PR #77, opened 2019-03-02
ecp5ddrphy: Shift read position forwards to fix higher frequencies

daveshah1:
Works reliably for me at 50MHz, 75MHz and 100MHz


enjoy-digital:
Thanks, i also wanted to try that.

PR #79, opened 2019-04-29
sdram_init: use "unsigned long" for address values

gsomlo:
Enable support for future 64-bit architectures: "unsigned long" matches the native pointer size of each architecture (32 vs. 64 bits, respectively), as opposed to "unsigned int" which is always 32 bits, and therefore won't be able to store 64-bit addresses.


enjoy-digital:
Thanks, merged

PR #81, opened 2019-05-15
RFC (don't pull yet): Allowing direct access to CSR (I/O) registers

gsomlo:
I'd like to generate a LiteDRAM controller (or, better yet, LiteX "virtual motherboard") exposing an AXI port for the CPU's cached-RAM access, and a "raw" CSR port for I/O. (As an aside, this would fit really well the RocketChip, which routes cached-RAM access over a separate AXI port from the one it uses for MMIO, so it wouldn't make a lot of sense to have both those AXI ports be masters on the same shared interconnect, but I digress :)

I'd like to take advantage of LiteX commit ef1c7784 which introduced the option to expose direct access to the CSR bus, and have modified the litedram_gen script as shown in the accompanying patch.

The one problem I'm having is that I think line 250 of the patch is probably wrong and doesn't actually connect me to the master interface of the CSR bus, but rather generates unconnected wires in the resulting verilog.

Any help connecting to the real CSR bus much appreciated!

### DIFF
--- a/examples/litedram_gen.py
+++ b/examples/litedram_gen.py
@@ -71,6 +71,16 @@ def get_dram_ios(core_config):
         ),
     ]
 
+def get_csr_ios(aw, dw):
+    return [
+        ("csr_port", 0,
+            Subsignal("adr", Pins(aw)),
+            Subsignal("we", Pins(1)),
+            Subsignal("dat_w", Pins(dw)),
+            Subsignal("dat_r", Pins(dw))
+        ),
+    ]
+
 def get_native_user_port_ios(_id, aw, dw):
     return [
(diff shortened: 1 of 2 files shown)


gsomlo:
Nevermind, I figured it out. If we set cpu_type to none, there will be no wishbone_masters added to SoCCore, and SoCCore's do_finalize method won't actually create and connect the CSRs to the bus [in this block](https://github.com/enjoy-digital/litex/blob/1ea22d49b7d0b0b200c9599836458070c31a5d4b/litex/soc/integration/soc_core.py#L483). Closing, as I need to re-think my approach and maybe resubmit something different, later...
####
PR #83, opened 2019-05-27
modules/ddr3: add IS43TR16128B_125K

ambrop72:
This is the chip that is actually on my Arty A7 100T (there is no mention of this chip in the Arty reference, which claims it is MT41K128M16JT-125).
####
▸ Your task:
Once you have found every line above holding the word "direct", copy those lines.

▸ Exercise solution:
RFC (don't pull yet): Allowing direct access to CSR (I/O) registers
I'd like to take advantage of LiteX commit ef1c7784 which introduced the option to expose direct access to the CSR bus, and have modified the litedram_gen script as shown in the accompanying patch.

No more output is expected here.